Review Request 123620: Fix sorting performance regression by avoiding unnecessary copying of the QCollator

Mon May 4 22:37:04 BST 2015

> On Mai 3, 2015, 10:51 nachm., Aleix Pol Gonzalez wrote:
> > Wow, this is a huge improvement. Do you know what actually triggers that improvement?

The reason why it's so much faster with this patch is that the repeated initialization of the QCollator is prevented. Initializing a single QCollator instance is very fast, but since the "lessThan" object, which contains the QCollator, is passed by value between the sorting functions, and it makes a deep copy of the QCollator (see the KFileItemModelLessThan copy constructor in https://git.reviewboard.kde.org/r/121817/diff/1/#index_header ), and recursive sorting algorithms make a lot of recursive calls for large amounts of data, the number of QCollator instances which have to be initialized is huge.
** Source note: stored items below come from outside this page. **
PR #1320, opened 2026-09-19
fix: contain agent and repository subprocesses per invocation

### LINKED ISSUE #1318: Contain agents and repository commands; terminate every owned process on timeout or Interrupt
## What to build

Encapsulate every Harness-launched Agent Turn and native repository command in an invocation-owned execution boundary established **at launch**. When the Harness concludes that the invocation timed out or was interrupted, the agent/command and every local process it started must be terminated before a replacement attempt can run against the same Work Item. Retrying must not accumulate abandoned tools, hook, Nx, build, subagent, or server processes.

Apply one ownership contract across OpenCode, Codex Build, Claude Code, Grok (including ACP continuation), and native repository-command execution including pre-commit validation and Commit hooks. Account for wrappers that start descendants in separate process groups/sessions, double-fork, exit, and reparent **before cleanup begins**. Killing only the immediate process, its original group, or a PPID snapshot at shutdown is insufficient. Keep ownership scoped to the invocation, never broad process-name matching.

With this patch, the "lessThan" object is passed by const reference, except when it's absolutely necessary to make a copy, i.e., when a new thread is created (see bug 342316).

The benchmark even models the best case that we can get - the 100,000 input files are already sorted because it was designed to test not the sorting, but other parts of the KFileItemModel class. I just tried what happens if I feed 100,000 files in random order into the model, such that the in-place merge sort (which is very similar to qStableSort) makes a lot more recursive calls. With the current master branch, it takes 12.58 seconds, but with this patch, it's only 122 ms :-)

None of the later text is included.